WHAT YOU HAVE TO DO =>
Some of the lines below need repeating. Reproduce exactly those between the lines holding "Thanks for clarifying." and "then acting accordingly.", inclusive.

MATERIALS PROVIDED =>
PR #94, opened 2019-08-30
Minor changes

sonninnos:
Now I promise this is the last one for today, heh.

Reason for the floppy fix was that I launched Push Over and noticed it always clicks the extra drive during gameplay for absolutely no reason, as it does not even use it for the second disk. Sure I could disable the sound emulation completely, but..


rsn8887:
Awesome! Merging...

PR #97, opened 2019-08-31
Core option update

sonninnos:
One missing compatibility option added and the rest got some lipstick.

Oops, missed a tiny spot, hence the force.


rsn8887:
Thanks!

PR #104, opened 2019-09-03
Fixes and finetunings

### LINKED ISSUE #85: Compatibility Issues with UAE config file
Tested following games and they do not boot:
North & South
The great Giana Sisters

sonninnos:
VKBD had a small oopsie.

Prevented special negative keys from being selectable in hotkeys.

Tuned uae config launch logic:
- Instead of launching the uae directly, it is appended to the usual temporary config, to effectively have the core options as a base, and then overridden with the custom configs.
- Disk and drive images use the same row, so they won't get replaced

Amirite?

Closes #85


rsn8887:
Thanks

PR #277, opened 2020-04-15
Fix calling init_custom() for no reason

sonninnos:
Just a small fix this time. The right answer was right in front of me but I took a wrong turn which didn't even work correctly, sorry about that.


rsn8887:
Thanks! Merging.

PR #279, opened 2020-04-22
M3U ZIP fix

### LINKED ISSUE #278: Zipped disks in M3U don't mount
If you load a M3U and the ADFs are zipped they don't seem to mount.

sonninnos:
Closes #278 

Also bonus fixed Browse Archive on Load Content.


rsn8887:
THanks!!!

Issue #215, opened 2020-01-12
Need to restart restroarch after using lr-puae after closing content (switch)


tomjramsden:
Using retroarch 1.8.2 and PUAE 2.6.1 7abc7f1

However seen this behaviour for more than a few releases:
I haven't seen this behaviour with any other core I am using...

Steps to replicate
1. Launch game (typically HDF or lha from playlist or load content)
2. Finish game and 'close content'
3. Launch another game (including other platforms)
4. Retroarch will crash (the software was closed because an error occured)
Alternatively if I try and 'restart retroarch' from the main menu it will also crash

If I restart retroarch and load another game it will work fine.

**I will try and get some verbose logging from retroarch to see if it helps troubleshoot/diagnose.**

rsn8887:
This is a known problem on static builds like Switch. PUAE is not the only core with this problem. Dosbox-SVN has the same issue, for example. The problem happens because, on static builds the core has to cleanly de-init and reset ALL internally used vars when retro-deinit is called. If the core uses any static vars internally all of those would have to be reset to their correct initial values.

tomjramsden:
> AFAIK this is a known problem on static chainloaded builds like Switch. PUAE is not the only core with this problem. Dosbox-SVN has the same issue, for example. The problem happens because, on static builds, the core should cleanly de-init and reset ALL internally used vars when retro-deinit is called. If the core uses any static vars internally all of those have to be reset to their correct initial values to prevent this crash.

Thanks for clarifying. Is there anything on the roadmap to address this in the future?

rsn8887:
If you want to sift through every line of PUAE core code finding all the static vars etc be my guest.

tomjramsden:
> On Vice core there was a workaround. A similar workaround might be possible here. It would involve checking on load content if the main loop of the emulator is already running and then acting accordingly.

Nice one! Sounds like an interesting idea! Hopefully you’ll some traction with it. Been playing around with Vice recently, it’s an amazing core, it just works with everything I throw at it and works so well on the switch.

rsn8887:
Fixed.

PR #280, opened 2020-04-23
Attempt to fix crash when reloading core on static builds

jdgleaver:
At present, the core will crash the second time content is loaded when using a static build (Switch, etc.). I don't have any supported hardware to test this on, but by building under Linux using the `--enable-preserve_dylib` configure option I was able reproduce a segfault and graphical corruption caused by static variables carrying over incorrect values from the previous run.

This trivial PR 'resets' these static variables appropriately. I hope this will fix issue #215 - if anyone could test a static build, I would be grateful!

### DIFF
--- a/libretro/libretro.c
+++ b/libretro/libretro.c
@@ -3090,6 +3090,9 @@ void retro_deinit(void)
    // Clean ZIP temp
    if (retro_temp_directory && path_is_directory(retro_temp_directory))
       remove_recurse(retro_temp_directory);
+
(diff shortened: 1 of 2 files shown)


rsn8887:
Tested on Switch - it works! Thank you so much for fixing this. And thanks for finding out how these kinds of problems can be debugged on linux.

jdgleaver:
Thank you for testing! I'm so glad it works :)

EXERCISE ANSWER =>
Thanks for clarifying. Is there anything on the roadmap to address this in the future?

rsn8887:
If you want to sift through every line of PUAE core code finding all the static vars etc be my guest.

tomjramsden:
> On Vice core there was a workaround. A similar workaround might be possible here. It would involve checking on load content if the main loop of the emulator is already running and then acting accordingly.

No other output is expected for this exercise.